Roma è tornata al centro dell’attenzione nazionale in una giornata segnata da tensioni crescenti e scontri tra cittadini e forze dell’ordine. Lunedì 26 maggio 2025, migliaia di persone sono scese in piazza per manifestare contro il Decreto Sicurezza, un provvedimento legislativo del governo che, secondo molti, limita le libertà civili e rafforza il controllo statale a discapito dei diritti individuali. La capitale si è così trasformata in un vero e proprio campo di battaglia simbolico, dove la protesta popolare ha incontrato la resistenza delle istituzioni.
La manifestazione, organizzata dalla rete nazionale “No Ddl Sicurezza”, è iniziata nel primo pomeriggio da Piazza Barberini. Lo scopo del corteo era quello di raggiungere Montecitorio, nel cuore del potere legislativo italiano, proprio mentre la Camera dei Deputati discuteva l’approvazione definitiva del decreto. L’atmosfera fin da subito è apparsa tesa, con un’imponente presenza di forze dell’ordine già distribuite lungo il tragitto previsto.
Le motivazioni dei manifestanti erano molteplici e riflettevano un malcontento diffuso nei confronti del governo. Tra gli slogan più scanditi si potevano udire frasi come “La democrazia non si piega”, “Stop Accordi” e “Free Palestine”, a dimostrazione di una protesta trasversale, in cui le rivendicazioni locali si intrecciavano con quelle internazionali. Non si trattava soltanto di un dissenso verso una legge specifica, ma dell’espressione di un disagio più ampio che coinvolgeva studenti, lavoratori, attivisti e semplici cittadini.
Tuttavia, il clima di protesta pacifica è durato poco. Giunti all’inizio di via del Tritone, i manifestanti si sono trovati davanti a un fitto cordone della polizia che impediva loro di proseguire verso il Parlamento. In quel momento si sono verificate le prime frizioni. Alcuni gruppi, con volto coperto e muniti di caschi, hanno iniziato a spingere contro gli agenti e a lanciare oggetti. Le forze dell’ordine hanno risposto con cariche e l’uso di manganelli per disperdere la folla. Numerosi video circolati sui social mostrano scene concitate: giovani strattonati, persone a terra, e grida di protesta sovrastate dal suono delle sirene.

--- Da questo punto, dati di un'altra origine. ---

PR #4078, opened 2021-10-20
Only repaint graphics in loaded regions

hbenl:
When repainting is enabled, it can take some time until the first graphics is shown. It seems to me that `DOM.repaintGraphics` needs to wait until the corresponding region has been loaded (@bhackett1024  please confirm), so I created a fallback that will use a recorded screenshot when the current pause's region hasn't been loaded yet.

### DIFF
--- a/src/ui/actions/timeline.ts
+++ b/src/ui/actions/timeline.ts
@@ -38,7 +38,7 @@ import { features } from "ui/utils/prefs";
 import KeyShortcuts, { isEditableElement } from "ui/utils/key-shortcuts";
 import { getFirstComment } from "ui/hooks/comments/comments";
 import { isRepaintEnabled } from "protocol/enable-repaint";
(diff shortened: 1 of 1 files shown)


src/ui/actions/timeline.ts
```diff
@@ -177,7 +177,7 @@ function onPaused({ time }: PauseEventArgs): UIThunkAction {
     dispatch(setTimelineState({ currentTime: time, playback: null }));
 
     try {
-      if (!isRepaintEnabled()) {
+      if (!isRepaintEnabled() || !isRegionLoaded(store.getState(), time)) {
```
bhackett1024, line 180: Having a comment here would be nice, since we're trying to strike a balance between showing graphics quickly vs. avoiding jitter due to showing the most recent paint and then replacing them with the repainted graphics soon afterwards.

PR #4084, opened 2021-10-20
Add a single test to the frontend

jcmorrow:
One of the action items that came out of last week's retro was "start unit testing the front-end". And the smallest iteration of that was "get one test running on the front-end, with jest, that also runs on CI".

I was surprised at how close I got (I think) to getting all of the old tests to run and pass. One option would be to simply mark the rest as pending (or just get rid of them if they are failing but everything is fine). I ended up with around ~50 failures total. It's enough that I don't want to spend time getting all of those to run, because in many cases that would involve understanding what was actually going wrong, and that sounds like a big time commitment.

Closes #4084


jasonLaster:
# Just one Jest Test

Questo episodio ha immediatamente riacceso il dibattito pubblico sul rapporto tra sicurezza e democrazia. Molti esponenti dell’opposizione hanno duramente criticato non solo il contenuto del decreto, ma anche il modo in cui è stato portato avanti l’iter parlamentare. Il ministro dell’Interno, Matteo Piantedosi, ha posto la questione di fiducia sul decreto, suscitando le ire delle forze politiche contrarie, che hanno denunciato l’imposizione di una “doppia tagliola”: la prima ha interrotto l’esame degli emendamenti e la seconda ha impedito le dichiarazioni di voto. Una procedura definita da molti come “autoritaria” e senza precedenti nella storia della Repubblica, poiché il testo è passato alla Camera nella sua forma originaria, senza alcuna modifica.
Non sono mancate le reazioni dal mondo accademico, sindacale e associativo, che vedono nel DL Sicurezza un pericoloso precedente. Tra i punti più controversi ci sono l’inasprimento delle pene per chi partecipa a manifestazioni non autorizzate, l’aumento dei poteri di intervento delle forze dell’ordine, e la possibilità per i prefetti di limitare la libertà di assembramento. Elementi che, secondo i critici, minacciano il diritto di manifestare e ledono i principi fondamentali della Costituzione italiana.
Dall’altra parte, il governo difende il decreto come necessario per garantire ordine pubblico e sicurezza, soprattutto in un contesto internazionale segnato da tensioni geopolitiche e crescenti flussi migratori. “Non possiamo permettere che l’illegalità si travesta da libertà”, ha dichiarato Piantedosi in un’intervista, sottolineando come le recenti manifestazioni siano state strumentalizzate da frange estremiste.
Intanto, la città di Roma continua a fare i conti con le conseguenze di una giornata difficile. Numerosi cassonetti rovesciati, vetrine danneggiate e mezzi pubblici deviati sono solo alcuni dei segni lasciati dalla protesta. In serata, alcune sigle sindacali hanno annunciato nuove mobilitazioni nei prossimi giorni, chiedendo l’apertura di un tavolo di dialogo tra istituzioni e cittadini.
In definitiva, quanto accaduto nella capitale dimostra ancora una volta quanto sia fragile l’equilibrio tra sicurezza e libertà. Il DL Sicurezza, lungi dall’essere un semplice provvedimento tecnico, è diventato il simbolo di una frattura profonda nel Paese. E il confronto, nelle piazze come in Parlamento, è tutt’altro che concluso.